• Exercise prompt:
The whole listing below needs to be retyped without a single change.

• Exercise data:

PR #3121, opened 2024-02-19
feat: create a rate-limit configuration from a list of values

### LINKED ISSUE #1262: Enhancement: Rate Limit Config
About  `class starlite.middleware.rate_limit.RateLimitConfig`

this， `rate_limit: Tuple[Literal['second', 'minute', 'hour', 'day'], int]`

A tuple containing a time unit (second, minute, hour, day) and quantity, e.g. (“day”, 100) or (“minute”, 5)  could be changed to  [ (“day”, 100) ,(“minute”, 5),("second",1)]?

ch-iv:
## Description

- Adds ability to define a rate-limit configuration using a list of values

### DIFF
--- a/litestar/middleware/rate_limit.py
+++ b/litestar/middleware/rate_limit.py
@@ -55,8 +55,11 @@ class RateLimitMiddleware(AbstractMiddleware):
         )
         self.check_throttle_handler = cast("Callable[[Request], Awaitable[bool]] | None", config.check_throttle_handler)
         self.config = config
-        self.max_requests: int = config.rate_limit[1]
-        self.unit: DurationUnit = config.rate_limit[0]
+
+        self.offsets: list[tuple[int, int]] = [(DURATION_VALUES[unit], n) for unit, n in config.rate_limit]
+        self.offsets.sort(key=lambda x: x[0])
+        self.max_offset = max(self.offsets, key=lambda x: x[0])[0]
+        self.max_requests: int = 1
 
     async def __call__(self, scope: Scope, receive: Receive, send: Send) -> None:
         """ASGI callable.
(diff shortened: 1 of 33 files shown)


litestar/middleware/rate_limit.py
```diff
@@ -55,8 +55,14 @@ def __init__(self, app: ASGIApp, config: RateLimitConfig) -> None:
         )
         self.check_throttle_handler = cast("Callable[[Request], Awaitable[bool]] | None", config.check_throttle_handler)
         self.config = config
-        self.max_requests: int = config.rate_limit[1]
-        self.unit: DurationUnit = config.rate_limit[0]
```
provinzkraut, line 59: We'll need to keep these attributes to remain backwards compatible. Otherwise this would be a breaking change.

litestar/middleware/rate_limit.py
```diff
@@ -72,28 +78,47 @@ async def __call__(self, scope: Scope, receive: Receive, send: Send) -> None:
...
+                    limit_most_restrictive=limit_most_restrictive,
+                    requests_remaining=limit_most_restrictive[1] - n - 1,
+                )
 
         await self.app(scope, receive, send)  # pyright: ignore
 
-    def create_send_wrapper(self, send: Send, cache_object: CacheObject) -> Send:
+    def create_send_wrapper(
+        self, send: Send, cache_object: CacheObject, limit_most_restrictive: tuple[int, int], requests_remaining: int
+    ) -> Send:
```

• Exercise answer:
PR #3121, opened 2024-02-19
feat: create a rate-limit configuration from a list of values

### LINKED ISSUE #1262: Enhancement: Rate Limit Config
About  `class starlite.middleware.rate_limit.RateLimitConfig`

this， `rate_limit: Tuple[Literal['second', 'minute', 'hour', 'day'], int]`

A tuple containing a time unit (second, minute, hour, day) and quantity, e.g. (“day”, 100) or (“minute”, 5)  could be changed to  [ (“day”, 100) ,(“minute”, 5),("second",1)]?

ch-iv:
## Description

- Adds ability to define a rate-limit configuration using a list of values

### DIFF
--- a/litestar/middleware/rate_limit.py
+++ b/litestar/middleware/rate_limit.py
@@ -55,8 +55,11 @@ class RateLimitMiddleware(AbstractMiddleware):
         )
         self.check_throttle_handler = cast("Callable[[Request], Awaitable[bool]] | None", config.check_throttle_handler)
         self.config = config
-        self.max_requests: int = config.rate_limit[1]
-        self.unit: DurationUnit = config.rate_limit[0]
+
+        self.offsets: list[tuple[int, int]] = [(DURATION_VALUES[unit], n) for unit, n in config.rate_limit]
+        self.offsets.sort(key=lambda x: x[0])
+        self.max_offset = max(self.offsets, key=lambda x: x[0])[0]
+        self.max_requests: int = 1
 
     async def __call__(self, scope: Scope, receive: Receive, send: Send) -> None:
         """ASGI callable.
(diff shortened: 1 of 33 files shown)


litestar/middleware/rate_limit.py
```diff
@@ -55,8 +55,14 @@ def __init__(self, app: ASGIApp, config: RateLimitConfig) -> None:
         )
         self.check_throttle_handler = cast("Callable[[Request], Awaitable[bool]] | None", config.check_throttle_handler)
         self.config = config
-        self.max_requests: int = config.rate_limit[1]
-        self.unit: DurationUnit = config.rate_limit[0]
```
provinzkraut, line 59: We'll need to keep these attributes to remain backwards compatible. Otherwise this would be a breaking change.

litestar/middleware/rate_limit.py
```diff
@@ -72,28 +78,47 @@ async def __call__(self, scope: Scope, receive: Receive, send: Send) -> None:
...
+                    limit_most_restrictive=limit_most_restrictive,
+                    requests_remaining=limit_most_restrictive[1] - n - 1,
+                )
 
         await self.app(scope, receive, send)  # pyright: ignore
 
-    def create_send_wrapper(self, send: Send, cache_object: CacheObject) -> Send:
+    def create_send_wrapper(
+        self, send: Send, cache_object: CacheObject, limit_most_restrictive: tuple[int, int], requests_remaining: int
+    ) -> Send:
```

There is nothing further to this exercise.